11 September 2024 - Service Day updates
In addition to general system and firmware updates:
-
The memory limit per user on login nodes has been decreased to 16GB from the previous 24GB. This is due to the anticipated number of users expected once teaching starts.
-
The following software has been removed from the system:
- IDL 8.0
- COMSOL 5.5
- alphapulldown
- astroconda/20231120
- qiime2/2019.4
- qiime2/2023.9
-
The jupyterhub service has been updated to jupyterhub version 5.1, if jupyterhub is being used for teaching, please check it is still working as expected before the start of your course.
11 September 2024 - Forthcoming Service Day Changes
Due to changes in the Anaconda and Miniconda licence terms we can no longer use applications that we installed using either of these products. The following applications will be removed on the service day of Wednesday 18 September, but we have provided new alternative builds.
- astroconda/20231120 - use astroconda/20240821 instead
- qiime2/2019.4 - use qiime2/2024.5 instead
- qiime2/2023.9 - use qiime2/2024.5 instead
The Python images on the JupyterHub service have been rebuilt without Anaconda.
Important
If you are currently using Miniconda or Anaconda to install Python modules and do not have a license for them, or use them entirely for teaching you should switch to use conda via Miniforge.
10 July 2024 - Performance problems on ALICE home directories for some users - *Now Resolved*
-
Please note that this issue does not affect everyone, but only those usernames beginning with one of the following letters: a, b, d, e, i, k, l, w, y
-
Some of these users may be experiencing issues accessing ALICE, noticeable particularly when logging in (via SSH and NoMachine) and when using *conda (Minoconda or Anaconda) environments.
-
Symptoms include very long times to login (several minutes), and similar lengths of times when using *conda and other applications that cause a lot of activity within the home directory.
-
A failed storage component has been identified in one of the home directory storage servers and a replacement is being shipped. It is likely to be Monday July 15 before this is replaced.
-
As a temporary workaround, if you are not using your *conda environment then commenting out the *conda initialisation section in the .bashrc file in your home directory will make a big difference in subsequent login time - this would be the section between these two lines:
# >>> conda initialize >>>
# <<< conda initialize <<<
12 June 2024 - Service Day updates
- The Backfill scheduling window has been increased to 7 days. This should give more predictable start times for longer jobs at the cost of a small reduction in the responsiveness to slurm commands.
- The maximum number of jobs that an HPC user can have running has been increased to 800, the maximum number of jobs a single user can queue has been increased to 5000.

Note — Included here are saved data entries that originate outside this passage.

PR #3528, opened 2026-08-04
fix(orchestrator): restore dpkg-owned dirs under /etc/ssl/certs before cert bundle

### LINKED ISSUE #3518: Template build: finalize phase silently discards build-layer writes to /etc/ssl/certs
# Template build: finalize phase silently discards build-layer writes to `/etc/ssl/certs`, leaving `ca-certificates-java` permanently half-configured (every `apt-get` in sandboxes exits 100)

## Summary

Any template that installs a JRE (directly, or transitively e.g. via `libreoffice` → `default-jre`) ships a snapshot where:

1. `/etc/ssl/certs/java/` (owned by `ca-certificates-java`, created by dpkg during the build) is **missing** at sandbox runtime, and
2. `ca-certificates-java` is in **half-configured (`iF`)** state in the dpkg database,

even though **every build step succeeded** — inside the build layers, `dpkg -l ca-certificates-java` reports `ii` and the directory exists.

The consequence is that **every subsequent `apt-get install` inside every sandbox created from the template exits with code 100** (dpkg fails while configuring the pending `ca-certificates-java`), even though the requested package actually installs. This is especially painful for agent workloads that install packages on demand and treat non-zero exit codes as failures. Java TLS is also broken (`$JAVA_HOME/lib/security/cacerts` is a dangling symlink to `/etc/ssl/certs/java/cacerts`).

## Root cause

Three mechanisms interact:

**(a) `/etc/ssl/certs` is a tmpfs bind mount inside the guest.**
On every guest boot, `envd.service` runs `ExecStartPre=/usr/local/bin/e2b-seed-certs` (`packages/orchestrator/pkg/template/build/core/rootfs/files/seed-certs.sh.tpl`), which bind-mounts a tmpfs over `/etc/ssl/certs`, seeded from `/usr/local/share/e2b/ssl-certs.tar` (or `cp -aL` from the underlying dir). Therefore **everything dpkg writes under `/etc/ssl/certs` during build steps goes into the tmpfs and never reaches the NBD-backed rootfs**. When `ca-certificates-java` is installed in a build layer, dpkg unpacks `/etc/ssl/certs/java` into the tmpfs; the package configures fine and asserts `ii` — but the directory only exists in that boot's tmpfs.

**(b) The finalize phase boots a fresh VM instead of resuming the last build layer.**
`packages/orchestrator/pkg/template/build/phases/finalize/builder.go` uses `layer.NewCreateSandbox(...)` (line ~193). On this fresh boot, `e2b-seed-certs` re-seeds the tmpfs from the tar / underlying rootfs — neither of which contains `java/` — so the directory silently vanishes between the last build step and finalization.

**(c) `packCertBundle` re-triggers the broken state right before the snapshot.**
The build's last guest step (`packCertBundleCmd` in `packages/orchestrator/pkg/template/build/phases/finalize/configure.go`) runs `update-ca-certificates`. This invokes the `jks-keystore` hook shipped by `ca-certificates-java`, which activates its dpkg trigger and — because it runs outside a maintainer script (`DPKG_MAINTSCRIPT_PACKAGE` unset) — executes `dpkg --triggers-only --pending` itself. The triggered postinst writes to `/etc/ssl/certs/java/cacerts` **without creating the directory** (arguably a Debian bug too, but the directory is package-shipped and always exists on normal systems), fails with `java.io.FileNotFoundException`, and dpkg records `half-configured` in `/var/lib/dpkg/status` on the rootfs. `update-ca-certificates` swallows the hook failure, so **the build reports success** and the broken state is snapshotted.

Since sandbox creation is a pure Firecracker snapshot resume (no systemd boot, no tmpfiles, no re-provisioning), the state can never self-heal at runtime.

### Evidence: guest `dpkg.log` timeline from an affected build

```
16:18:19  trigproc libc-bin ...                          <- last build layer, all OK
16:18:20  trigproc dictionaries-common ...               <- ii asserted here, /etc/ssl/certs/java exists (tmpfs)
          [finalize fresh boot at 16:18:48 — tmpfs re-seeded, java/ gone]
16:18:57  status triggers-pending ca-certificates-java
16:18:57  trigproc ca-certificates-java
16:18:57  status half-configured ca-certificates-java    <- snapshotted
```

Failure inside the triggered postinst:

```
org.debian.security.UnableToSaveKeystoreException: There was a problem saving the new Java keystore.
Caused by: java.io.FileNotFoundException: /etc/ssl/certs/java/cacerts (No such file or directory)
dpkg: error processing package ca-certificates-java (--configure): ... exit status 1
```

And in every sandbox created from the template:

```
$ sudo apt-get install -y sl; echo $?
...
Errors were encountered while processing:
 ca-certificates-java
E: Sub-process /usr/bin/dpkg returned an error code (1)
100
```

## Why this contradicts the documented contract

The comment on `packCertBundleCmd` states the tar must equal the trust store the guest would regenerate at boot, *"including CAs added in user layers or start/ready, registered or not"*, and `tests/integration/internal/tests/envd/ca_cert_build_test.go` explicitly asserts that certs dropped during build steps survive into the baked bundle. The intent that build-layer trust-store changes persist is clear — the `ca-certificates-java` keystore (and the resulting dpkg state) is a case this contract misses.

## Reproduction

```python
template = (
    Template()
    .from_template("code-interpreter-v1")   # any Debian/Ubuntu base
    .apt_install(["default-jre-headless"])  # pulls in ca-certificates-java
    # optional: assert healthy state inside the build — it passes:
    .run_cmd("dpkg -l ca-certificates-java | grep '^ii' && test -d /etc/ssl/certs/java", user="root")
)
```

Then in a sandbox created from the built template:

```bash
dpkg -l ca-certificates-java        # -> iF  (half-configured)
ls /etc/ssl/certs/java              # -> No such file or directory
sudo apt-get install -y sl; echo $? # -> 100
```

## Suggested fix

In `packCertBundleCmd`, before running `update-ca-certificates`:

```sh
mkdir -p /etc/ssl/certs/java   # or: for d in $(dpkg -L ca-certificates-java 2>/dev/null | grep '^/etc/ssl/certs'); do mkdir -p "$d"; done
```

and/or run `dpkg --configure -a || true` afterwards and fail the build (or at least warn) if any package is left in a broken state — today a failed trigger is silently baked into the snapshot.

A more general option: have the finalize boot seed the tmpfs additively (preserve entries present in the underlying dir / previous layer's tmpfs that are missing from the tar) so package-owned directories under `/etc/ssl/certs` survive the fresh boot. The current behavior means *any* build-layer write under `/etc/ssl/certs` other than the bundle itself is silently discarded, which is surprising given the tested contract above.

## Workaround (for other template authors hitting `apt exit 100`)

In a build layer, move the Java keystore off the tmpfs and neutralize the trigger:

```sh
mkdir -p /etc/ssl/certs/java && dpkg --configure -a
update-ca-certificates -f || true
mkdir -p /usr/local/share/java-cacerts
cp -L /etc/ssl/certs/java/cacerts /usr/local/share/java-cacerts/cacerts
JHOME=$(dirname $(dirname $(readlink -f /usr/bin/java)))
ln -sfn /usr/local/share/java-cacerts/cacerts "$JHOME/lib/security/cacerts"
sed -i 's/^cacerts_updates=.*/cacerts_updates=no/' /etc/default/cacerts
```

With `cacerts_updates=no`, the finalize-time trigger becomes a successful no-op, the package stays `ii`, and Java reads its trust store from a rootfs path. Verified working.

## Environment

- E2B cloud, template built via Python SDK (`Template().from_template("code-interpreter-v1")`), Debian 13 guest
- `ca-certificates-java` 20240118, OpenJDK 21
- Observed on builds as of 2026-08-01; root cause traced against current `main` of this repo

AdaAibaby:
Fixes #3518

## What was broken

Any template that installs a JRE (directly or transitively) ships a snapshot where:

-  is missing at sandbox runtime
-  is in **half-configured** () state in the dpkg database

causing every subsequent  inside those sandboxes to exit with code 100.

## Root cause

Three mechanisms interact (full analysis in #3518):

1.  is a tmpfs bind-mount inside the guest — dpkg writes from build layers go there and never reach the NBD-backed rootfs.
2. The finalize phase boots a **fresh VM**;  re-seeds the tmpfs from , which never contained , so the directory silently vanishes.
3.  then runs , which activates 's dpkg trigger. The trigger's  fails with  because  is missing.  **swallows the hook failure** and exits 0 — the build reports success and the  state is baked into the snapshot.

## Fix

** — ** (primary fix):

Before :
1. Walk dpkg's file database and recreate any missing directories under 
2. Run  to resolve pending triggers now that their required paths exist

After :
3. Check for remaining  packages and **fail the build explicitly** — preventing silent broken snapshots going forward

**** (defense in depth):

Seed the tmpfs additively: copy the underlying rootfs directory first, then overlay the tar on top. The tar remains authoritative for cert files; the rootfs copy ensures subdirectories present on the rootfs but absent from an older tar survive the fresh-VM boot.

## Testing

Reproduced the issue (template with ) and confirmed:
- Before:  → ;  → exit 100
- After:  → ;  → exit 0

### DIFF
--- a/packages/orchestrator/pkg/template/build/core/rootfs/files/seed-certs.sh.tpl
+++ b/packages/orchestrator/pkg/template/build/core/rootfs/files/seed-certs.sh.tpl
@@ -18,9 +18,13 @@
 if ! mountpoint -q /etc/ssl/certs; then
     mkdir -p /run/e2b/certs
     if [ -f /usr/local/share/e2b/ssl-certs.tar ]; then
+        # Seed the underlying rootfs directory first so package-owned subdirectories
+        # (e.g. /etc/ssl/certs/java/ from ca-certificates-java) that exist on the
+        # rootfs but are absent from the tar survive the fresh-VM boot. The tar
+        # overlay then takes precedence for any file present in both sources.
+        cp -aL /etc/ssl/certs/. /run/e2b/certs/ 2>/dev/null || true
         if ! tar -C /run/e2b/certs -xf /usr/local/share/e2b/ssl-certs.tar; then
-            echo "e2b-seed-certs: ssl-certs.tar extraction failed; seeding from the live cert dir instead" >&2
-            cp -aL /etc/ssl/certs/. /run/e2b/certs/
+            echo "e2b-seed-certs: ssl-certs.tar extraction failed; running with rootfs-only certs" >&2
         fi
     else
         # Only expected during the base-layer boot, before finalize packs the tar.
--- a/packages/orchestrator/pkg/template/build/phases/finalize/configure.go
+++ b/packages/orchestrator/pkg/template/build/phases/finalize/configure.go
@@ -43,8 +43,42 @@ var ConfigureScriptTemplate = tt.Must(tt.New("provisioning-finish-script").Parse
 // already refreshes the store per family; this step only has to merge CAs that
 // later build layers dropped in, which is a Debian/Alpine convention anyway.
 const packCertBundleCmd = `set -e
+# Restore any package-owned directories under /etc/ssl/certs that exist in
+# dpkg's file database but are absent in this VM's tmpfs. They were originally
+# created by dpkg into a prior build-layer's tmpfs; finalize boots a fresh VM
+# and e2b-seed-certs re-seeds /etc/ssl/certs from ssl-certs.tar, which never
+# contained those subdirectories, so they silently vanish before this step.
+# The canonical case: ca-certificates-java ships /etc/ssl/certs/java/ and its
+# postinst writes cacerts there — if the directory is missing the trigger fails
+# with FileNotFoundException, update-ca-certificates swallows the error, and
+# the package is baked into the snapshot in half-configured (iF) state.
+if command -v dpkg-query >/dev/null 2>&1; then
+	dpkg-query -W -f='${db:Status-Abbrev} ${Package}\n' 2>/dev/null \\
+		| awk '/^.i /{print $2}' \\
+		| while IFS= read -r pkg; do dpkg -L "$pkg" 2>/dev/null; done \\
+		| grep '^/etc/ssl/certs/' \\
+		| sort -u \\
+		| while IFS= read -r path; do
+			[ -e "$path" ] || mkdir -p "$path"
+		  done
+fi
+# Resolve any dpkg triggers still pending now that their required paths exist.
+if command -v dpkg >/dev/null 2>&1; then
+	dpkg --configure -a
+fi
 if command -v update-ca-certificates >/dev/null 2>&1; then
 	update-ca-certificates
+fi
+# Fail the build explicitly if any package is still half-configured (iF).
+# update-ca-certificates swallows hook failures, so without this check a
+# broken dpkg state would be silently baked into the snapshot and every
+# subsequent apt-get inside the sandbox would exit 100.
+if command -v dpkg >/dev/null 2>&1; then
+	broken=$(dpkg -l 2>/dev/null | awk '/^iF /{print $2}' | tr '\n' ' ')
+	if [ -n "$broken" ]; then
+		printf 'e2b cert bundle: broken dpkg packages after configure: %s\n' "$broken" >&2
+		exit 1
+	fi
 fi
 mkdir -p /usr/local/share/e2b
 tar -C /etc/ssl/certs -chf /usr/local/share/e2b/ssl-certs.tar .


0xez:
Thanks for picking this up — the approach matches the root cause analysis in #3518 exactly (dpkg-owned dir restore + `dpkg --configure -a` + additive tmpfs seed + explicit build failure on broken state). One blocking issue and one minor suggestion from the issue author:

## Blocking: `\\` line continuations inside a Go raw string literal

`packCertBundleCmd` is a backtick (raw) string literal, so `\\` is **not** collapsed by the Go compiler — the guest shell receives two literal backslash characters. The shell then interprets `\\<newline>` as an escaped backslash (a stray `\` argument) followed by an *unescaped* newline, so the command terminates and the next line starts with `|`:

```
sh: syntax error near unexpected token `|'
```

Since the script runs under `set -e` (and a syntax error aborts regardless), this would fail the finalize step for **every** Debian/Ubuntu template, not just the affected ones. The continuations need to be single backslashes:

```go
+	dpkg-query -W -f='${db:Status-Abbrev} ${Package}\n' 2>/dev/null \
+		| awk '/^.i /{print $2}' \
```

(The `\n` inside the `-f=` format is fine as-is — dpkg-query itself interprets that escape, so it should stay literal.)

Easy to verify: `go test` won't catch it, but extracting the const and running it through `sh -n` will, and might be worth adding as a unit test alongside the existing template build tests.

## Minor: the `dpkg -L` loop is O(all packages)

Walking every installed package through `dpkg -L` spawns thousands of processes and does scattered reads on the lazily-fetched NBD rootfs — the exact cost profile this code path was designed to avoid (per the comment above `packCertBundleCmd`). A single-pass equivalent:

```sh
grep -hs '^/etc/ssl/certs/' /var/lib/dpkg/info/*.list | sort -u | while IFS= read -r path; do
	[ -e "$path" ] || mkdir -p "$path"
done
```

This reads each `.list` file once and needs no per-package subprocesses. (`-s` suppresses errors on non-dpkg systems, keeping the existing `command -v dpkg-query` guard optional.)

Happy to re-test against our reproduction template (`from_template("code-interpreter-v1")` + `apt_install(["default-jre-headless"])`) once updated — we have the before/after verification pipeline from #3518 ready to run.

leonmeijer:
This is superseded by 6f17229a2a75695de19cbbba4f8f65a7f13ec6c5 on `main`. That implementation restores dpkg-owned certificate paths, validates the resulting tree, and includes focused tests without the raw-string continuation bug previously identified here. This PR can be closed as incorporated.

Issue #261, opened 2023-11-21
Leading slashes not kept for mounted Rack apps


pat:
Hi folks

I need to debug this properly, but I'm a bit short on time this week. Figure it's worth flagging nonetheless in case it's something worth investigating prior to the 2.1.0 release.

I have an app with several slices - one of which is mounted at the root, and within that slice there's a Roda app mounted at the root as well (eventually to be migrated to proper Hanami routes/actions, but it's a big migration, so I'd like to take a piecemeal approach).

The leading slash in PATH_INFO is not being passed through to the Roda app - e.g. a URL of `example.com/foo/bar` comes through as `foo/bar` rather than `/foo/bar`. This makes Roda's routing fail.

I've put in place a middleware (to the Roda app) that adds the slash back in, but I figure this could be an issue others face as well? (I'm also debugging another slice that's not being routed to either - unsure if it's the same issue thus far) - I would expect a mounted app to _just work_ - and if Roda expects that slash, perhaps other Rack libraries/apps do as well.

MRI 3.2.2, Hanami 2.1.0.rc2, macOS Sonoma

timriley:
Fixed by #263.

timriley:
Fixed by #263.

PR #263, opened 2023-11-23
fix PATH_INFO/SCRIPT_NAME for root mounts

pat:
If a mounted Rack app is at the root of the Hanami app, it should keep the leading slash in PATH_INFO, and the SCRIPT_INFO value should be blank. As per [the Rack spec on SCRIPT_INFO](https://github.com/rack/rack/blob/main/SPEC.rdoc):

- Users are now limited to a single job running in the devel partition and a maximum of 4 jobs can be submitted to this partition at a time.
29 February 2024 - Service Day updates
Module changes
- Broken paraview/5.10.1 module removed, please use paraview/5.11.1 instead.
- Broken openfoam/2206 module has been rebuilt and should now work.
- 'module spider' now correctly shows prerequisite modules to load.
More information about Modules
Scheduling changes
- SLURM updated to 23.02.7
- Job priority factors have been changed to increase the significance of fair share. This ensures that as you use resources on the cluster, your job priority is reduced, preventing a single user from dominating the cluster.
- Memory and gpu use are now taken into account in the fair share calculation.
- gpu-devel queue added for short gpu development jobs - this partition allows a maximum of 1 running job per user, using a single gpu node, maximum job run time is 2 hours.
- parallel, devel and gpu-devel partitions now get increased priority.
- parallel partition reduced from 26 to 20 nodes, the 6 released nodes are now available to run medium and long jobs.
Local filesystem quotas on login nodes
The /local and /tmp filesystems on login nodes now have a per user quota applied of 100MB for /tmp and 100 GB for /local.